4
$\begingroup$

All: I know any two Cantor sets; "fat" , and "Standard"(middle-third) are homeomorphic to each other. Still, are they diffeomorphic to each other? I think yes, since they are both $0$-dimensional manifolds (###), and any two $0$-dimensional manifolds are diffeomorphic to each other. Still, I saw an argument somewhere where the claim is that the two are not diffeomorphic.

The argument is along the lines that, for $C$ the characteristic function of the standard Cantor set integrates to $0$ , since $C$ has (Lebesgue) measure zero, but , if $g$ where a diffeomorphism into a fat Cantor set C', then: $ f(g(x))$ is the indicator function for C', so its integral is positive.

And (my apologies, I don't remember the Tex for integral and I don't have enough points to look at someone else's edit ; if someone could please let me know )

By the chain rule, the change-of-variable \int_0^1 f(g(x))g'(x)dx should equal $\int_a^b f(x)dx$ but g'(x)>0 and $f(g(x))>0$ . So the change-of-variable is contradicted by the assumption of the existence of the diffeomorphism $g$ between $C$ and C'.

Is this right?

(###)EDIT: I realized after posting --simultaneously with "Lost in Math"* , that the Cantor sets {C} are not 0-dimensional manifolds (for one thing, C has no isolated points). The problem then becomes, as someone posted in the comments, one of deciding if there is a differentiable map $f:[0,1]\rightarrow [0,1]$ taking C to C' with a differentiable inverse.

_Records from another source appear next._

Issue #158, opened 2018-06-30
Convert primitives to object-with-baseclass


jacogr:
This one is a bit involved, so it probably makes sense starting with 1, seeing how it goes (implementing across the tree, i.e. here, api & apps) and then taking it further.

Basically, atm any value actually refers to the base type. For this example, let's take `BlockNumber`. In effect, it is `type BlockNumber = BN`, the idea is -

```
// probably may not be needed to pass generic, probably just Uint8Array (sliceables)
interface ParamEncoder <S> {
  encode (): S;
  toJSON (): any;
}

interface ParamDecoder <C, O> {
  decode (input: S): C;
  fromJSON (input: any): C;
}

interface BaseParam <T> { // or BasePrimitive, or BaseType, or...
  value: T;
}

class BlockNumber implements ParamEncoder<Uint8Array>, BaseParam<BN> {
  value: BN;

  encode (): Uint8Array {
    // ... convert to sliceable
  }

  toJSON (): any {
    // yes, we have utils for this, just a sample
    return '0x' + this.value.toString(16);
  }

  static decode (input: Uint8Array): BlockNumber {
    return new BlockNumber(...);
  } 

  static fromJSON (input: any): BlockNumber {
    return new BlockNumber(...);
  }
}  
```

The benefits we get -

1. consistent interface for all values
2. encoding/decoding is not done in different places across the codebase
3. instead of `import encoder from '@polkadot/primitives/bn/encoder'; enoder(bn)` we just do `bn.encode()`

BlockNumber here is actually an interesting one -

1. It may encode differently depending on chain (sizes, Nonce & Balance are currently good examples of this)
2. It shares the same type with others, only differring in length, i.e. Balance & Nonce are also with the same logic.
3. With the above in mind, it probably makes a bit more sense doing Nonce or Balance first (the latter has further-reaching UI impacts, so Nonce conevrs all the bases, but has a lesser footprint)

jacogr:
This is a bit of a monster, even just to get started. So PR #172 started, need to decide -

1. How to pass through the encoding size (could be 32 or 64 here, depending on chain/impl)
2. How to handle storage with that (not an issue here, but will be AccountId where the accounts are enumerated)

So... structure is there about more-or-less at this point what is expected, but need to make sure we don't paint ourselves into a corner.

jacogr:
Closing done in API https://github.com/polkadot-js/api/issues/161

PR #172, opened 2018-07-13
Primitives as classes (AccountIndex)

jacogr:
Start of https://github.com/polkadot-js/common/issues/158

### DIFF
--- a/packages/type-primitives/src/AccountIndex.ts
+++ b/packages/type-primitives/src/AccountIndex.ts
@@ -1,0 +1,34 @@
+// Copyright 2017-2018 @polkadot/primitives authors & contributors
+// This software may be modified and distributed under the terms
+// of the ISC license. See the LICENSE file for details.
+
+import { AccountIndex, AccountIndexDecoder } from './types';
+
+import BN from 'bn.js';
+import bnToBn from '@polkadot/util/bn/toBn';
+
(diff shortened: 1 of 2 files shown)


jacogr:
Types moved in https://github.com/polkadot-js/common/pull/191

packages/type-primitives/src/AccountIndex.ts
```diff
@@ -0,0 +1,34 @@
+// Copyright 2017-2018 @polkadot/primitives authors & contributors
+// This software may be modified and distributed under the terms
+// of the ISC license. See the LICENSE file for details.
+
+import { AccountIndex, AccountIndexDecoder } from './types';
+
+import BN from 'bn.js';
+import bnToBn from '@polkadot/util/bn/toBn';
+
+class AccountIndexImpl implements AccountIndex {
```
jacogr: This needs to probably extends a "Number" class that has all the basics - only things different between AccountIndex, BlockNumber, Balance, u32, u64, etc. is the actual sizes.

so ...

```
class Number {
  constructor (bitLength: number = 32 | 64 | 128 | 256) {
    this._bitLength = bitLength;
  }
...
}

class AccountIndex extends Number {
  constructor () {
    super(64);
  }
...
}
```

PR #208, opened 2018-09-02
Add RocksDb interface

jacogr:


jacogr:
Let the chips fall where they may, let's see if LevelDb is fixed and working and test the RocksDb as part of an actual implementation... tests here only tell half the story it would seem.

PR #215, opened 2018-09-11
Classify Keyring

jacogr:
Aligns and simplifies use of Keyring with the rest of the interfaces where closures have been converted to ES6 objects. (e.g. large parts of the API)

Going from 

```
import createKeyring from '@polkadot/util-keyring';

const keyring = createKeyring();
const pair = keyring.addFromSeed(<some_seed>);
const signature = pair.sign(<some_message>);
```

to new version -

```
import Keyring from '@polkadot/util-keyring';

const keyring = new Keyring();
const pair = keyring.addFromSeed(<some_seed>);
const signature = pair.sign(<some_message>);
```

There will be work on the UI side now as well to implement this is ui-keyring. (Probably inherit from object and add the new methods?)

cc @chevdor 
cc @ltfschoen

### DIFF
--- a/lerna.json
+++ b/lerna.json
@@ -9,5 +9,5 @@
   "packages": [
     "packages/*"
   ],
-  "version": "0.29.33"
+  "version": "0.30.0"
 }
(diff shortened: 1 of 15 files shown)


jacogr:
Does not actually seem to be impacts on the UI side of thing since it pulls in testKeyring (which had no interface change). So no impact in creation.

PR #246, opened 2018-11-12
Explicit Array<any>

jacogr:
Reported by @chevdor on using the libraries via npm (with a different TS setup)

In short, where we only do `const something = []` TS _sometimes_ (depending on config) would not see those as `any[]` but rather `never[]`. So be explicit where we define arrays.

### DIFF
--- a/packages/util-rlp/src/decoder/listShort.ts
+++ b/packages/util-rlp/src/decoder/listShort.ts
@@ -5,9 +5,9 @@
 import { DecodeFunc, DecodeOutput } from './types';
 
 export default function decodeListShort (decode: DecodeFunc, input: Uint8Array): DecodeOutput {
+  const decoded: Array<any | Uint8Array> = [];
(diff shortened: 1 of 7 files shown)


packages/util-rlp/src/decoder/listShort.ts
```diff
@@ -5,9 +5,9 @@
 import { DecodeFunc, DecodeOutput } from './types';
 
 export default function decodeListShort (decode: DecodeFunc, input: Uint8Array): DecodeOutput {
+  const decoded: Array<any | Uint8Array> = [];
```
jacogr: This is not "quite" correct - any includes Uint8Array anyway. But it gives a tiny bit of intent. (RLP will be removed shortly as it stands, PoC-3 have gotten rid of it completely).

(Funnily this was not one of the issues raised, they are all in trie-hash, however the same issue would manifest here)

PR #251, opened 2018-11-14
Allow blake2 & parity-codec in trie

jacogr:
Requires/contains https://github.com/polkadot-js/common/pull/256


packages/trie-codec/src/NodeHeader.ts
```diff
@@ -0,0 +1,173 @@
...
+    throw new Error('Unreachable');
+  }
+
+  get encodedLength (): number {
+    const nodeType = this.nodeType;
+
+    if (nodeType === NODE_TYPE_NULL || nodeType === NODE_TYPE_BRANCH) {
+      return 1;
+    } else if (nodeType === NODE_TYPE_EXT) {
+      const nibbleCount = (this.value.raw as ExtensionHeader).toNumber();
```
amaurymartiny: `this.value` is an ExtensionHeader already, I think you don't need raw here

packages/chainspec/LICENSE
```diff
@@ -0,0 +1,201 @@
+                              Apache License
```
jacogr: Package created so there is a common place where the chainspecs can be held. Currently these are actually included in the client. Putting it here (and they don't update frequently) has the added benefit that we can actually use actual data in tests, for instance to calculate the trie-roots and then compare against known.

packages/trie-hash/test/data.ts
```diff
@@ -0,0 +1,263 @@
+// Copyright 2017-2018 @polkadot/trie-hash authors & contributors
```
jacogr: These are basically the Rust tests - as a packaged file so we can use it both in trie-hash and trie-db to check the results

packages/util/src/compact/addLength.spec.ts
```diff
@@ -0,0 +1,13 @@
+// Copyright 2017-2018 @polkadot/util authors & contributors
```
jacogr: types/codec/Compact.statics follow - api/types to be updated to use these

packages/util/src/u8a/toU8a.spec.js
```diff
@@ -33,6 +33,14 @@ describe('u8aToU8a', () => {
     );
   });
 
+  it('creates from Array', () => {
```
jacogr: It was uncovered... weak moment for my OCD.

  • I mean, who isn't, right?
  • 0
    @Gary: when people say smooth (with no other qualifiers), usually $C^\infty$ is meant. My comment was in response to what you wrote on Oct 19 at 19:22. If you actually meant only differentiable but not necessarily continuously differentiable, then you are right that the argument outlined in my comment won't apply.2011-10-29

2 Answers 2

4

I'm pretty sure Hausdorff dimension is a diffeomorphism invariant. Hausdorff measure of course is not. The basic idea is that if you have a ball of radius $r$ and a diffeomorphism the image of the ball of radius $r$ contains a ball of radius $Mr$ where $M$ is the maximum of the norm of (f^{-1})'. Also, the image of the ball is contained in a ball of radius $Nr$, where $N$ is the maximum of the norm of f'. Basically you just have to worry about how diffeomorphisms distort the radius of balls (up to inclusion). Diffeomorphisms do so in a tame fashion, provided they're at least $C^1$.

So although all Cantor sets are homeomorphic, up to diffeomorphism you have at least the Hausdorff dimension that separates them -- I think likely there are many more invariants but I haven't given it much thought.

More generally speaking, given a homeomorphism between two metric spaces $f : X \to Y$ which is bi-lipschitz,

$d(f(x),f(y)) \leq Md(x,y)$

and

$d(f^{-1}(x),f^{-1}(y)) \leq Nd(x,y)$

where $N,M > 0$, the Hausdorff dimension of $A \subset X$ is equal to the Hausdorff dimension of $f(A)$.

A diffeomorphism has the property that it's bi-lipschitz with M = max ||f'|| and N = max ||(f^{-1})'||.

  • 0
    Infinitesimally that's what they do, but macroscopic small discs get sent to relatively hard to describe sets, but they're *contained* (and respectively contain) discs whose radius are controlled linearly in terms of the domain disc radius and certain maxima of norms of $f'$ and $(f^{-1})'$. I first saw these details in the proof of the multi-variable change-of-variables theorem for integration -- at some step you have to prove that a diffeomorphism sends measure zero sets to measure zero sets. That's the key moment.2011-10-19
0

I think I found an answer to my question, coinciding with the idea in Ryan's last paragraph: absolute continuity takes sets of measure zero to sets of measure zero. A diffeomorphism defined on [0,1] is Lipshitz continuous, since it has a bounded first derivative (by continuity of f' and compactness of [0,1]), so that it is absolutely continuous, so that it would take sets of measure zero to sets of measure zero.